Рота была построена и готова выдвигаться уже в шесть пятнадцать. Все приготовления были сделаны, несколько ящиков учебных материалов собраны и розданы взводам, и пришедший вскоре Бабенко командовал. Построившись на улице перед казармой, рота сразу же направилась в сторону КПП. Оказавшись за пределами полка, подразделение сразу же повернуло с дороги в сторону, выйдя на узкую лесную тропу. Куда она вела, ещё никто из новобранцев не знал, а сержанты лишь загадочно улыбались, когда их спрашивали. Между тем природа вокруг была, как всегда, прекрасна и чиста, и невесомость летнего утра побуждала многих к возвышенным мыслям. Так почти весь марш прошёл за попытками угадать предстоящую важную миссию и за любованием великолепием нетронутого леса.
– Куда, всё же, мы идём, знаешь что-нибудь? – спрашивал Родионов Масленникова.
– Ничего не знаю, только знаю, что это важно, – отвечал тот.
– Важно, ответственно, а ещё Авдиенко проговорился, что нам это должно понравиться. В том ящике, что несёт Нефёдов со Скоревым, те самые гранаты, из берёзок, помнишь?
– Мы идём метать важные берёзовые гранаты, по-твоему?
Оба задумались, теряясь в догадках. Несколько дней до этого во время походов на директрису, когда большая часть солдат занималась бессмысленными работами по выкорчевыванию деревьев, растущих близко к танковым дорожкам, отдельная группа из нескольких человек удалялась в лес и нарубала тонкие берёзовые поленья. Далее в течение пары дней двое бойцов стругали из этих пней определённых размеров муляжи противотанковых гранат. Ящик с этими макетами находился в строю, ещё двое курсантов несли бронежилеты, шлемы и автоматы.

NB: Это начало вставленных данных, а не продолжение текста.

PR #426, opened 2026-07-15
Add bounded crypto corpus runner

Jaruso:
## Summary

Refs #374. This PR adds the first pure-Zig-provider slice of the Wycheproof-style negative/edge corpus work. It intentionally does not close #374 because OpenSSL differential execution, RSA-PSS coverage, ECDSA expansion, and broader corpus growth remain follow-up work.

## Included Algorithms and Counts

- AES-128-GCM: 2 cases (1 valid, 1 invalid)
- AES-256-GCM: 2 cases (1 valid, 1 invalid)
- ChaCha20-Poly1305: 3 cases (1 valid, 2 invalid, including invalid nonce length)
- X25519: 2 cases (1 valid, 1 acceptable with explicit `invalid-input` provider policy)
- Ed25519 verification: 2 cases (1 valid, 1 invalid)

Total executed corpus: 5 suites, 11 cases, 5 valid, 5 invalid, 1 acceptable.

## What Changed

- Added `tests/vectors/wycheproof/corpus.json`, a reduced offline schema preserving upstream source file, group index, `tcId`, classification, comments, flags, and reproducible inputs.
- Added `tests/vectors/wycheproof/README.md` with origin/license metadata, upstream commit, schema, parser limits, acceptable-case policy, update procedure, and skipped suites.
- Added `tests/crypto_corpus.zig`, a bounded parser and executor that runs cases through the shared `CryptoProvider` interface.
- Added `tests/crypto_corpus_manifest.zig` and registered the suite IDs with the existing crypto-vector coverage log.
- Added `zig build test-crypto-corpus` and wired it into `test-crypto` and the normal `zig build test` path.

## Parser Limits

- file size: 64 KiB
- JSON nesting depth: 12
- groups per suite: 8
- total cases: 64
- identifier length: 96 bytes
- comments: 256 bytes
- flags per case: 8
- encoded hex field: 512 bytes
- decoded bytes across executable fields: 8192 bytes

The parser rejects duplicate case IDs, unknown classifications, malformed hex, oversized values, unsupported schema versions, missing required fields, unknown algorithms, unsupported operation mappings, unknown execution-affecting fields, and acceptable cases without explicit provider policy.

## Deferred Suites

- RSA-PSS: provider capability remains deferred for #374 follow-up.
- ECDSA-P256-SHA256: supported provider operation, but outside this first merge-sized #374 corpus slice.
- X448 and broader asymmetric formats: unsupported by the current provider capability matrix.
- OpenSSL differential execution: deferred until the OpenSSL `CryptoProvider` adapter exists.

## Validation

- `zig build test-crypto-corpus --summary all --error-style verbose`
- `zig build test-crypto-vectors --summary all --error-style verbose`
- `git diff --check`

### DIFF
--- a/tests/crypto_corpus.zig
+++ b/tests/crypto_corpus.zig
@@ -174,12 +174,14 @@ fn parseCorpus(backing_allocator: std.mem.Allocator, input: []const u8, limits: 
     const skipped_suites = try parseSkippedSuites(allocator, try requireArray(root_object, "skippedSuites"), limits);
 
     var seen_cases = std.StringHashMap(void).init(allocator);
+    var parsed_cases: usize = 0;
     var decoded_total: usize = 0;
     const suites = try parseSuites(
         allocator,
         try requireArray(root_object, "suites"),
         allowlist,
         &seen_cases,
+        &parsed_cases,
         &decoded_total,
         limits,
     );
@@ -234,6 +236,7 @@ fn parseSuites(
     array: std.json.Array,
     allowlist: []const Algorithm,
     seen_cases: *std.StringHashMap(void),
+    parsed_cases: *usize,
     decoded_total: *usize,
     limits: Limits,
 ) ![]Suite {
@@ -252,6 +255,7 @@ fn parseSuites(
             algorithm,
             operation,
             seen_cases,
+            parsed_cases,
             decoded_total,
             limits,
         );
@@ -272,6 +276,7 @@ fn parseGroups(
     algorithm: Algorithm,
     operation: Operation,
     seen_cases: *std.StringHashMap(void),
+    parsed_cases: *usize,
     decoded_total: *usize,
     limits: Limits,
 ) ![]Group {
@@ -289,6 +294,7 @@ fn parseGroups(
                 algorithm,
                 operation,
                 seen_cases,
+                parsed_cases,
                 decoded_total,
                 limits,
             ),
@@ -303,6 +309,7 @@ fn parseCases(
     algorithm: Algorithm,
     operation: Operation,
     seen_cases: *std.StringHashMap(void),
+    parsed_cases: *usize,
     decoded_total: *usize,
     limits: Limits,
 ) ![]Case {
@@ -318,6 +325,8 @@ fn parseCases(
 
         const id = try requireId(obj, "id", limits);
         if (seen_cases.contains(id)) return error.DuplicateCaseId;
+        if (parsed_cases.* >= limits.max_cases) return error.TooManyCases;
+        parsed_cases.* += 1;
         try seen_cases.put(id, {});
 
         const classification = try parseClassification(try requireString(obj, "classification", limits));
@@ -387,9 +396,9 @@ fn runCorpus(corpus: *const Corpus) !Report {
 
 fn executeCase(cp: provider.CryptoProvider, suite: Suite, group: Group, case: Case) !void {
     const observed = switch (suite.operation) {
-        .aead_open => executeAeadOpen(cp, suite.algorithm.aead().?, case),
-        .derive_shared_secret => executeX25519(cp, case),
-        .verify => executeEd25519Verify(cp, case),
+        .aead_open => try executeAeadOpen(cp, suite.algorithm.aead().?, case),
+        .derive_shared_secret => try executeX25519(cp, case),
+        .verify => try executeEd25519Verify(cp, case),
     };
     if (observed != case.expected) {
         std.debug.print(
@@ -409,38 +418,38 @@ fn executeCase(cp: provider.CryptoProvider, suite: Suite, group: Group, case: Ca
     }
 }
 
-fn executeAeadOpen(cp: provider.CryptoProvider, aead: provider.Aead, case: Case) Expected {
-    const plaintext = testing.allocator.alloc(u8, case.ciphertext.len) catch return .invalid_input;
+fn executeAeadOpen(cp: provider.CryptoProvider, aead: provider.Aead, case: Case) !Expected {
+    const plaintext = try testing.allocator.alloc(u8, case.ciphertext.len);
     defer testing.allocator.free(plaintext);
     cp.aeadOpen(aead, case.key, case.nonce, case.aad, case.ciphertext, case.tag, plaintext) catch |err| {
-        return observedFromError(err);
+        return try observedFromError(err);
     };
     if (!std.mem.eql(u8, plaintext, case.message)) return .authentication_failed;
     return .success;
 }
 
-fn executeX25519(cp: provider.CryptoProvider, case: Case) Expected {
+fn executeX25519(cp: provider.CryptoProvider, case: Case) !Expected {
     var out: [provider.max_shared_secret_len]u8 = undefined;
     if (case.shared.len > out.len) return .invalid_input;
     cp.deriveSharedSecret(.x25519, case.private_key, case.public_key, out[0..case.shared.len]) catch |err| {
-        return observedFromError(err);
+        return try observedFromError(err);
     };
     if (!std.mem.eql(u8, out[0..case.shared.len], case.shared)) return .authentication_failed;
     return .success;
 }
 
-fn executeEd25519Verify(cp: provider.CryptoProvider, case: Case) Expected {
+fn executeEd25519Verify(cp: provider.CryptoProvider, case: Case) !Expected {
     cp.verify(.ed25519, case.public_key, case.message, case.signature) catch |err| {
-        return observedFromError(err);
+        return try observedFromError(err);
     };
     return .success;
 }
 
-fn observedFromError(err: anyerror) Expected {
+fn observedFromError(err: anyerror) !Expected {
     return switch (err) {
         error.AuthenticationFailed => .authentication_failed,
         error.InvalidInput => .invalid_input,
-        else => .invalid_input,
+        else => err,
     };
 }
 
@@ -671,6 +680,8 @@ test "crypto corpus parser rejects bounded failure paths" {
     try testing.expectError(error.OversizedValue, parseCorpus(testing.allocator, minimalCorpus(.oversized_id), .{}));
     try testing.expectError(error.DuplicateCaseId, parseCorpus(testing.allocator, minimalCorpus(.duplicate_case_id), .{}));
     try testing.expectError(error.UnknownField, parseCorpus(testing.allocator, minimalCorpus(.unknown_field), .{}));
+    try testing.expectError(error.TooManyCases, parseCorpus(testing.allocator, twoGroupCorpus(), .{ .max_cases = 1 }));
+    try testing.expectError(error.UnsupportedCapability, observedFromError(error.UnsupportedCapability));
 }
 
 test "crypto corpus executes through provider and registered manifest" {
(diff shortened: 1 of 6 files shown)


tests/crypto_corpus.zig
```diff
@@ -0,0 +1,762 @@
...
+            .verify => try ensureOnlyFields(obj, &.{ "id", "upstreamTcId", "classification", "expected", "comment", "flags", "publicKey", "message", "signature" }),
+        }
+
+        const id = try requireId(obj, "id", limits);
+        if (seen_cases.contains(id)) return error.DuplicateCaseId;
+        try seen_cases.put(id, {});
+
+        const classification = try parseClassification(try requireString(obj, "classification", limits));
+        const expected = try parseExpected(try requireString(obj, "expected", limits));
+        if (classification == .acceptable and expected == .success) return error.AcceptableCaseNeedsPolicy;
```
Jaruso: The classification and expected outcome need a validated relationship. As written, a typo such as `valid + authentication-failed` or `invalid + success` is accepted and can bless broken provider behavior. At the same time, `acceptable + success` is rejected even though the README says the explicit `expected` field is the provider policy for ambiguous cases.

Please centralize the policy, for example:

```zig
fn validateExpected(classification: Classification, expected: Expected) !void {
    switch (classification) {
        .valid => if (expected != .success)
            return error.InvalidExpectedOutcome,
        .invalid => if (expected == .success)
            return error.InvalidExpectedOutcome,
        .acceptable => {}, // the explicit expected value is the policy
    }
}
```

Then test every allowed/rejected combination. If `acceptable` needs a stricter policy than an explicit expected outcome, add a separate policy field rather than treating success as inherently invalid.

tests/crypto_corpus.zig
```diff
@@ -0,0 +1,762 @@
...
+    }
+}
+
+fn executeAeadOpen(cp: provider.CryptoProvider, aead: provider.Aead, case: Case) Expected {
+    const plaintext = testing.allocator.alloc(u8, case.ciphertext.len) catch return .invalid_input;
+    defer testing.allocator.free(plaintext);
+    cp.aeadOpen(aead, case.key, case.nonce, case.aad, case.ciphertext, case.tag, plaintext) catch |err| {
+        return observedFromError(err);
+    };
+    if (!std.mem.eql(u8, plaintext, case.message)) return .authentication_failed;
```
Jaruso: This converts a **successful provider return with incorrect plaintext** into `authentication_failed`. That is unsafe for a negative tag case: a provider that incorrectly accepts the tag and emits garbage would still match the fixture’s expected `authentication-failed` result, hiding an authentication-bypass bug.

A successful call and an authentication error must remain distinguishable. For example:

```zig
const Observed = enum {
    success,
    authentication_failed,
    invalid_input,
    output_mismatch,
};

try cp.aeadOpen(...);
if (!std.mem.eql(u8, plaintext, case.message)) return .output_mismatch;
return .success;
```

`output_mismatch` should always make `executeCase` fail, regardless of the fixture’s expected outcome. Please add a fake provider that returns success with wrong bytes for an invalid-tag case and prove the runner rejects it.

Jaruso (commented):
**Review outcome: changes required.** GitHub does not allow an author to submit `REQUEST_CHANGES` on their own pull request, so this is recorded as a commented review rather than an approval/blocking-state review.

I reviewed all six changed files, the full acceptance criteria for #374, the provider error contracts, the existing vector-harness coverage machinery, CI, and every one of the 11 reduced vectors against the pinned C2SP Wycheproof commit.

This is appropriately presented as a partial slice of #374 and should **not** close that issue. The offline CI integration, documentation, explicit skipped-suite records, and selected pure-Zig vectors are useful progress. However, the corpus runner is security-sensitive test infrastructure, and there are several ways it can currently report a passing case without having tested the behavior the fixture claims to test.

## Existing unresolved blockers

### 1. Enforce `max_cases` across the whole corpus, not independently per group

The README and PR description define 64 as a total-case bound, but `parseCases` applies it to each individual group. A corpus containing several groups of 64 cases therefore bypasses the documented bound.

Please carry one total through the parser, for example:

```zig
var total_cases: usize = 0;
const suites = try parseSuites(
    allocator,
    try requireArray(root_object, "suites"),
    allowlist,
    &seen_cases,
    &total_cases,
    &decoded_total,
    limits,
);
```

Then, before parsing a group’s case array:

```zig
if (array.items.len > limits.max_cases or
    total_cases.* > limits.max_cases - array.items.len)
{
    return error.TooManyCases;
}
total_cases.* += array.items.len;
```

Please add a regression with multiple groups whose individual sizes are legal but whose aggregate exceeds the limit.

### 2. Unexpected provider and allocator errors must fail the runner

`observedFromError` maps every error other than `AuthenticationFailed` to `invalid-input`, and allocation failure in `executeAeadOpen` is also converted to `invalid-input`. That can turn infrastructure/provider failure into a passing negative case and violates the provider’s deliberately distinct error taxonomy.

The execution helpers should return an error union and only translate the two expected case outcomes:

```zig
fn observedFromError(err: anyerror) !Expected {
    return switch (err) {
        error.AuthenticationFailed => .authentication_failed,
        error.InvalidInput => .invalid_input,
        else => err,
    };
}
```

Likewise, use `try testing.allocator.alloc(...)` rather than treating OOM as malformed crypto input. Add a fake-provider test proving `UnsupportedCapability` or another unexpected error fails the corpus run rather than satisfying an `invalid-input` case.

## Additional blockers

I left inline comments for five additional issues:

1. A successful provider call that produces wrong bytes is currently reclassified as authentication failure, allowing an authentication-bypass defect to pass an invalid-tag fixture.
2. The parser does not validate the relationship between upstream classification and the declared expected outcome, while simultaneously rejecting a legitimate explicit `acceptable + success` policy.
3. X25519 uses the fixture’s expected shared-secret length as the provider output-buffer length, allowing a malformed expected value to manufacture `InvalidInput` before the peer key is exercised.
4. Ed25519 `tcId` 10 is assigned upstream group index 0 even though it comes from the second upstream group.
5. Manifest coverage validates suite ID/count/source but not algorithm, so metadata drift can credit the wrong algorithm with corpus coverage.

## Parser/executor tests needed

The project review checklist requires every expected error path to be tested. Please add focused coverage for at least:

- aggregate `TooManyCases`
- `TooManyGroups`
- `TooManyFlags`
- `DecodedByteLimitExceeded`
- `UnknownExpectedOutcome`
- `UnsupportedOperation`
- classification/expected-policy combinations
- unexpected provider errors
- successful provider return with wrong output
- malformed X25519 expected-output length

## Acceptance-criteria assessment

- **Selected malformed signatures, X25519 low-order input, AEAD modified tags, and invalid nonce:** partially covered by this slice.
- **Stable offline CI corpus:** implemented; the default `zig build test` path runs it, and current CI is green across the configured test platforms.
- **Explicit skipped algorithms:** represented in the checked-in corpus/manifest, though the missing algorithm cross-check currently weakens the integrity of that accounting.
- **Provider disagreements with reproducible identifiers:** not yet implemented because OpenSSL differential execution is explicitly deferred.
- **Bounded, test-covered parsing:** not yet satisfied due to the global-bound defect and untested/error-collapsing paths above.
- **RSA-PSS, ECDSA expansion, OpenSSL differential execution, and broader corpus growth:** correctly remain open follow-up work under #374.

Once these issues are corrected and the adversarial tests are present, this first merge-sized slice should be in good shape without pretending that #374 itself is complete.

tests/crypto_corpus.zig
```diff
@@ -0,0 +1,762 @@
...
+    return .success;
+}
+
+fn executeX25519(cp: provider.CryptoProvider, case: Case) Expected {
+    var out: [provider.max_shared_secret_len]u8 = undefined;
+    if (case.shared.len > out.len) return .invalid_input;
+    cp.deriveSharedSecret(.x25519, case.private_key, case.public_key, out[0..case.shared.len]) catch |err| {
```
Jaruso: The provider output-buffer length is controlled by the fixture’s expected `shared` value. If `shared` is empty or short, the provider returns `InvalidInput` because X25519 requires a 32-byte output buffer; an `invalid-input` fixture can then pass without testing the supplied public key at all.

Use the algorithm contract for the execution buffer and validate expected output separately:

```zig
const shared_len = provider.Group.x25519.sharedSecretLength();
var out: [provider.max_shared_secret_len]u8 = undefined;

cp.deriveSharedSecret(
    .x25519,
    case.private_key,
    case.public_key,
    out[0..shared_len],
) catch |err| return try observedFromError(err);

if (case.expected == .success and case.shared.len != shared_len)
    return error.InvalidCorpus;
if (!std.mem.eql(u8, out[0..shared_len], case.shared))
    return .output_mismatch;
return .success;
```

Please add a regression where an otherwise valid X25519 case has an empty/short `shared` field; parsing or execution must reject the fixture rather than report the expected provider error.

tests/crypto_corpus.zig
```diff
@@ -0,0 +1,762 @@
...
+fn validateManifestCoverage(corpus: *const Corpus, report: Report) !void {
+    try testing.expectEqual(corpus_manifest.suites.len, report.executed_suites);
+    try testing.expectEqual(corpus_manifest.skipped_suites.len, report.skipped_suites);
+    for (corpus_manifest.suites) |expected_suite| {
+        var matched = false;
+        for (corpus.suites) |actual_suite| {
+            if (!std.mem.eql(u8, expected_suite.id, actual_suite.id)) continue;
+            matched = true;
+            try testing.expectEqual(expected_suite.case_count, countCases(actual_suite));
+            try testing.expectEqualStrings(expected_suite.source_file, actual_suite.source_file);
```
Jaruso, line 496: Manifest validation checks suite ID, case count, and source file, but never checks that the corpus suite’s algorithm matches `corpus_manifest.Suite.algorithm`. A corpus entry could therefore execute ChaCha20 under an AES suite ID while the vector registry still credits AES with negative coverage.

Please map the local algorithm enum to `profile.Algorithm` and compare it here:

```zig
fn profileAlgorithm(algorithm: Algorithm) profile.Algorithm {
    return switch (algorithm) {
        .aes_128_gcm => .{ .aead = .aes_128_gcm },
        .aes_256_gcm => .{ .aead = .aes_256_gcm },
        .chacha20_poly1305 => .{ .aead = .chacha20_poly1305 },
        .x25519 => .{ .group = .x25519 },
        .ed25519 => .{ .signature = .ed25519 },
    };
}

try testing.expect(std.meta.eql(
    expected_suite.algorithm,
    profileAlgorithm(actual_suite.algorithm),
));
```

Also compare the `CaseMeta.algorithm` returned by `log.execute(suite.id)` against `suite.algorithm` in `registerWycheproofCorpusSuites`, so all three metadata layers remain tied together.

tests/vectors/wycheproof/corpus.json
```diff
@@ -0,0 +1,254 @@
...
+    },
+    {
+      "id": "wycheproof-ed25519-verify-reduced",
+      "algorithm": "ED25519",
+      "operation": "verify",
+      "sourceFile": "testvectors_v1/ed25519_test.json",
+      "groups": [
+        {
+          "id": "ed25519-verify-valid-and-invalid",
+          "upstreamGroupIndex": 0,
```
Jaruso, line 225: This group index is not valid for both cases. At the pinned upstream commit, Ed25519 `tcId: 1` is in the first `testGroups` entry, while `tcId: 10` is in the second entry. Combining them under `upstreamGroupIndex: 0` loses the provenance the README and PR description promise to preserve.

Please split this into two reduced groups, for example:

```json
"groups": [
  {
    "id": "ed25519-valid-group",
    "upstreamGroupIndex": 0,
    "cases": [/* tcId 1 */]
  },
  {
    "id": "ed25519-invalid-signature-group",
    "upstreamGroupIndex": 1,
    "cases": [/* tcId 10 */]
  }
]
```

The vector bytes, classifications, comments, and flags otherwise match the pinned upstream data.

Когда рота вышла из леса, взору бойцов открылось бескрайнее перепаханное поле с редкими на нём возвышениями, широкими лужами бурой няши и одинокими деревцами. Поле то было не крестьянское с посевами, вспаханное ровно и заботливо, а военное, учебное, и всюду на нём видно было борозду от танковых траков, клочья вырванной на поворотах земли в смеси с жухлой травой, тонкие передавленные деревца, вжатые тяжестью смертоносной машины в глиняную почву. В некоторых местах в поле развевались небольшие красные и белые флажки, неподалёку от них сновали офицеры, а в одном месте в стороне замерли унылыми чёрными пятнами обшарпанные танки.